Site description Serpent Island is the most remote and inaccessible of the five northern islets of Mauritius (area given as 19 ha in some publications). The islet is in the shape of a dome (162 m high) with a circular base and extremely steep slopes. The lower slopes are marked by hollows, overhangs and ledges, with low cliffs around the shore, whereas the upper slopes are relatively smooth. Vegetation is almost absent; the three plant species recorded are all rare, although common elsewhere. A thin coating of guano covers the rock surface.

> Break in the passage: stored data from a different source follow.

PR #299, opened 2023-06-01
library: Add WebView entry

### LINKED ISSUE #276: WebView library entry
Let's add a WebView library entry.

Here is a quick example, if possible let's use UI to create the `WebView` object instead

```js
import WebKit from "gi://WebKit?version=6.0";

const web_view = new WebKit.WebView();

web_view.load_uri("https://gnome.org/");
workbench.preview(web_view);
```

Unfortunately the documentation at https://webkitgtk.org/reference/webkit2gtk/stable/ isn't up to date (4.1 instead of 6.0) but on Fedora you can install the correct documentation with `sudo dnf install webkitgtk6.0-doc` and read it with [DevHelp](https://flathub.org/apps/org.gnome.Devhelp)

Let's look at important properties/methods too and add a few controls (without replicating a full fledge web browser).

Such as url bar, next/previous buttons and so on.

AkshayWarrier:
Add WebView Entry
Closes #276 

Also I would like to know, where should I include the status page for this demo - title, description, links etc. Since the webview takes up the entire window. I was thinking initially when the demo loads, we show the status page in the window and when a link is entered, the webview is shown. Wdyt?

### DIFF
--- a/src/Library/demos/Web View/main.blp
+++ b/src/Library/demos/Web View/main.blp
@@ -1,0 +1,40 @@
+using Gtk 4.0;
+using Adw 1;
+using WebKit 6.0;
+
+Window window{
+  default-width:1000;
+  default-height:800;
+
+  [titlebar]
+  Adw.HeaderBar {
+    title-widget:
+    Entry url_bar{
+      input-purpose: url;
+      hexpand:true;
+      margin-start: 54;
+      margin-end: 54;
+    };
+
+    [start]
+    Box {
+      spacing:6;
+      Button button_back{
+        icon-name: "arrow1-left-symbolic";
+        tooltip-text: _("Back");
+      }
+      Button button_forward{
+        icon-name: "arrow1-right-symbolic";
+        tooltip-text: _("Forward");
+      }
+      Button button_reload{
+        icon-name:"refresh-symbolic";
+        tooltip-text: _("Reload");
+      }
+      Button button_stop {
+        icon-name:"stop-sign-symbolic";
+        tooltip-text: _("Stop");
+      }
+    }
+  }
+}
--- a/src/Library/demos/Web View/main.blp
+++ b/src/Library/demos/Web View/main.blp
@@ -58,6 +58,7 @@ Adw.Clamp {
       margin-bottom: 18;
       vexpand: true;
       hexpand: true;
+      styles ["view"]
     }
 
     LinkButton {
--- a/src/Library/demos/Web View/main.blp
+++ b/src/Library/demos/Web View/main.blp
@@ -1,40 +1,69 @@
 using Gtk 4.0;
 using Adw 1;
-using WebKit 6.0;
 
-Window window{
-  default-width:1000;
-  default-height:800;
+Adw.Clamp {
+  maximum-size: 700;
 
-  [titlebar]
-  Adw.HeaderBar {
-    title-widget:
-    Entry url_bar{
-      input-purpose: url;
-      hexpand:true;
-      margin-start: 54;
-      margin-end: 54;
-    };
+  Box {
+    orientation: vertical;
 
-    [start]
     Box {
-      spacing:6;
-      Button button_back{
+      orientation: vertical;
+      margin-top: 12;
+      margin-bottom: 12;
+      spacing: 6;
+
+      Label {
+        label: "Web View";
+
+        styles ["title-1"]
+      }
+
+      Label {
+        label: "Load and display webpages and HTML";
+      }
+    }
+
+    Box controls {
+      spacing: 6;
+
+      Button button_back {
         icon-name: "arrow1-left-symbolic";
         tooltip-text: _("Back");
       }
-      Button button_forward{
+
+      Button button_forward {
         icon-name: "arrow1-right-symbolic";
         tooltip-text: _("Forward");
       }
-      Button button_reload{
-        icon-name:"refresh-symbolic";
+
+      Entry url_bar {
+        input-purpose: url;
+        hexpand: true;
+      }
+
+      Button button_reload {
+        icon-name: "refresh-symbolic";
         tooltip-text: _("Reload");
       }
+
       Button button_stop {
-        icon-name:"stop-sign-symbolic";
+        icon-name: "stop-sign-symbolic";
         tooltip-text: _("Stop");
       }
+    }
+
+    Adw.Bin container {
+      margin-top: 18;
+      margin-bottom: 18;
+      vexpand: true;
+      hexpand: true;
+    }
+
+    LinkButton {
+      margin-bottom: 12;
+      label: "API Reference";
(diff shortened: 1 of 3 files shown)


sonnyp:
I would prefer the WebView to be immediately available (and load https://gnome.org) so there is no extra step.
It's possible to show links below regardless. 

> Since the webview takes up the entire window.

It doesn't have to be this way.

src/Library/demos/Web View/main.blp
```diff
@@ -0,0 +1,69 @@
...
+        tooltip-text: _("Reload");
+      }
+
+      Button button_stop {
+        icon-name: "stop-sign-symbolic";
+        tooltip-text: _("Stop");
+      }
+    }
+
+    Adw.Bin container {
```
sonnyp, line 56: `Bin` is made for subclassing. You can use a simple `Box` here

src/Library/demos/Web View/main.js
```diff
@@ -0,0 +1,91 @@
...
+const { Uri } = imports.gi.GLib;
+
+const container = workbench.builder.get_object("container");
+const button_back = workbench.builder.get_object("button_back");
+const button_forward = workbench.builder.get_object("button_forward");
+const button_reload = workbench.builder.get_object("button_reload");
+const button_stop = workbench.builder.get_object("button_stop");
+const url_bar = workbench.builder.get_object("url_bar");
+const web_view = new WebKit.WebView({
+  zoom_level: 0.8,
```
sonnyp, line 12: any particular reason?

src/Library/demos/Web View/main.js
```diff
@@ -0,0 +1,91 @@
...
+
+// URL bar displays the current loaded page
+web_view.bind_property(
+  "uri",
+  url_bar.buffer,
+  "text",
+  GObject.BindingFlags.DEFAULT,
+);
+
+// URL bar displays the current loaded page
```
sonnyp, line 24: Doesn't look relevant here

src/Library/demos/Web View/main.js
```diff
@@ -0,0 +1,91 @@
...
+web_view.load_uri("https://www.gnome.org/");
+
+url_bar.connect("activate", () => {
+  let url = url_bar.buffer.text;
+  const scheme = Uri.peek_scheme(url);
+  if (scheme == null) {
+    url = `https://${url}`;
```
sonnyp, line 31:
```suggestion
    url = `http://${url}`;
```

default for the web is still `http` - the website will switch to https if it is supported

src/Library/demos/Web View/main.js
```diff
@@ -0,0 +1,91 @@
...
+  web_view.reload();
+});
+
+button_stop.connect("clicked", () => {
+  web_view.stop_loading();
+});
+
+web_view.connect("load-changed", (view, load_event) => {
+  switch (load_event) {
+    case WebKit.LoadEvent["STARTED"]:
```
sonnyp, line 54:
```suggestion
    case WebKit.LoadEvent.STARTED:
```

src/Library/demos/Web View/main.js
```diff
@@ -0,0 +1,91 @@
...
+      console.log("Page loading started");
+      break;
+    case WebKit.LoadEvent["FINISHED"]:
```
sonnyp, line 57:
```suggestion
    case WebKit.LoadEvent.FINISHED;
```

src/Library/demos/Web View/main.js
```diff
@@ -0,0 +1,91 @@
...
+      console.log("Page loading has finished ");
+      break;
+  }
+});
+
+web_view.connect("load-failed", (view, load_event, fail_url, error) => {
+  // Dont display error page if it is caused by stop_loading()
+  if (error.code !== 302) {
```
sonnyp, line 65: any idea i there is an enum we can use instead?

src/Library/demos/Web View/main.json
```diff
@@ -0,0 +1,7 @@
+{
+  "name": "Web View",
+  "category": "network",
+  "description": "Load and display webpages and HTML",
+  "panels": ["ui", "preview"],
```
sonnyp, line 5: `code` is more relevant here

```suggestion
  "panels": ["code", "preview"],
```

src/Library/demos/Web View/main.blp
sonnyp: also please add `styles ["view"]` to make it white

sonnyp (commented):
Looks great.

Just a couple of things

src/Library/demos/Web View/main.blp
AkshayWarrier: For some reason the ``WebView`` only works with container widgets that can only have a single child, I tried using ``Box`` but it doesn't work. It also works with ``Clamp`` but I didn't want to clamp the view so I chose ``Bin``. Is there any other container widget I can use that takes only a single child?

src/Library/demos/Web View/main.js
AkshayWarrier: Oh it was because you couldn't really see much of the webpage because the view is small, so I decreased the zoom level. It also gave me a reason to show the property.

src/Library/demos/Web View/main.js
AkshayWarrier: The comment? I'll remove it

src/Library/demos/Web View/main.js
AkshayWarrier: Yeah I just found ``WebKit.NetworkError.CANCELLED``, I can use that instead.

sonnyp: yes please, it's always good to avoid "magic numbers"

https://en.wikipedia.org/wiki/Magic_number_(programming)

src/Library/demos/Web View/main.js
sonnyp: Interesting find. I can confirm it's the same with `Box` and `append`.

src/Library/demos/Web View/main.blp
sonnyp: That's an interesting find. I have no idea why.

I can confirm, even with `Box` and `append`

According to the inspector the WebView isn't even in the tree.

src/Library/demos/Web View/main.js
```diff
@@ -0,0 +1,90 @@
+import WebKit from "gi://WebKit?version=6.0";
+const GObject = imports.gi.GObject;
+const { Uri } = imports.gi.GLib;
```
sonnyp, line 3: I'll fix it, but please remember to be consistent

`import x from y` should be used

sonnyp (approved):
Well done.

I figured the reason why the webview cannot be created from Blueprint. It's a bug in Workbench, I will fix it and adjust the demo.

Landing is extremely difficult. As on Round Island, exotic rodents have never become established. However, a vast colony of surface-nesting seabirds covers the whole islet and this, combined with the near-absence of vegetation, gives Serpent Island a totally different character. It has an ecosystem of vertebrates and invertebrates, many perhaps endemic to the islet, most living independently of any vegetation.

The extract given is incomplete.